Вновь явился Осип, неся на подносе толстый конверт. Татьяна вынула из него стопку листов и один из них протянула Ивану Никитичу:

– Прочтите вот эту часть. Что вы об этом думаете?

Иван Никитич принял лист плотной дорогой бумаги из руки девушки и прочитал вслух:

«Августа, 26 дня, 1900 года,

Любезное мое семейство!

Храня в сердце своем глубокую любовь к каждому из вас, должна уведомить о том, что я вас покидаю. Я не раз заговаривала с вами о своем желании сложить дела и посвятить себя другому. В ответ вы лишь улыбались и качали головами, будучи уверенными, что я всегда буду с вами рядом. Однако же долг мой перед любимым семейством я считаю исполненным: дети мои выросли и более не нуждаются в моих каждодневных заботах. Дело покойного мужа я не бросила и не продала, а напротив: доходы преумножила. Дом наш в порядке и достатке. И пока я чувствую в себе силы, то вспомню теперь и о долге перед своей душой, жаждущей райского сада. Сим письмом желаю оставить также материальные распоряжения, дабы избежать ссоры меж вами.

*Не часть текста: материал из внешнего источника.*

PR #273, opened 2021-01-26
feat(elements|ino-nav-item): add prop for sub text

janivo:
Adds a secondary text prop analogous to the ino-list-item

### DIFF
--- a/packages/elements/src/components.d.ts
+++ b/packages/elements/src/components.d.ts
@@ -775,13 +775,17 @@ export namespace Components {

Знайте, что я всегда преданно любила и буду любить вас. Бог даст, мы свидимся вновь через какое-то время. Ежели нет, то не взыщите и не поминайте меня дурным словом.

Любящая вас,

Катерина Власьевна Добыткова».

– Почерк точно ее, мне он хорошо знаком, – подтвердил Лев Аркадьевич, заглядывая через плечо Ивана Никитича.

– Письмо помечено позавчерашним числом. Катерина, надо думать, его перед отъездом в Петербург написала. Стало быть, тому уж два дня, как она решилась нас навсегда покинуть. Мы-то и не ведали, что случилось. Гадали, вернется ли она вчера дневным или вечерним поездом, потом ждали, что сегодня она утренним приедет домой. Так тут еще с Покровской, где у нас торговля ведется, прибежал мальчик спрашивать ее. Борис-то еще с утра ушел туда. В конце месяца он всегда счета и товар проверяет в лавке. А у Катерины, оказывается, там встреча была назначена сегодня. То-то Борис удивился, что его матушка не являлась. Она не из таких, что забывают, если что договорено. Катерина всякий раз все свои дела и встречи записывала и сверялась по этим записям. – рассказала Марья Архиповна. – И тут как раз это письмо. Так мы и поняли, что она пропала.

– К письму были приложены распоряжения относительно имущества: домов, лавок, фабрики и земельных наделов, – сказал Осип Петрович, кажется, впервые с прихода гостей, позволивший себе вставить слово в общий разговор.